Comment 18 Pedro Alves 2016-03-30 20:30:54 UTC
Eh, funny coincidence, I just posted a fix for that today.  See Bug 19840, and https://sourceware.org/ml/gdb-patches/2016-03/msg00558.html.  I'll make sure to include that in 7.11.1 too.
Comment 19 Robert O'Callahan 2016-03-30 21:17:26 UTC
OK, great! I apologize for not reporting that issue much earlier, I definitely should have.

At some point I'll update rr to sniff the gdb version (using Python if necessary) so we can stop issuing those target-async commands.

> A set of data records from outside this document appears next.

PR #2082, opened 2020-09-03
GROW-175, GROW-176 Getting started - causes and places

ryan-ludwig:


src/pages/GetStarted/GetStartedCauses.vue
```diff
@@ -1,31 +1,191 @@
...
+					checked: false,
+				},
+				{
+					id: 4,
+					name: 'education',
+					checked: false,
+				},
+				{
+					id: 0, // TODO: Couldn't find an id for technology
+					name: 'technology',
```
ryan-ludwig, line 90: @emuvente Do you know what the id is for "technology" category?

emuvente: I can't find one for htat either, so I think we'll have to make it.

mcstover: I think we need to figure out what the loan search criteria is supposed to be for this. Then if you do create a new Loan Channel, please add it to the query map too (https://github.com/kiva/ui/blob/master/src/plugins/loan-channel-query-map.js)

emuvente: I believe for the technology category it's just the "Technology" tag

src/components/Kv/KvCauseSelector.vue
```diff
@@ -45,7 +45,7 @@
 						alt=""
 					>
 				</div>
-				<div class="kv-cause-selector__text">{{ cause }}</div>
+				<div class="kv-cause-selector__text">{{ capitalizeFirstLetter(cause) }}</div>
```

Comment 20 Pedro Alves 2016-04-13 09:52:34 UTC
This should be fixed on master now.
Comment 21 Pedro Alves 2016-04-13 09:54:27 UTC
(and by "this" I meant the readline abort.)
Comment 22 Pedro Alves 2016-04-13 13:40:06 UTC
FYI, Bug 19840 (the "maint target-async on" crash internal-error is now fixed on master and (future) 7.11.1.
Comment 23 Pedro Alves 2016-08-08 18:41:35 UTC
The whole immediate_quit/Ctrl-C rework is in (soon to be released) gdb 7.12, so I think we can close this now.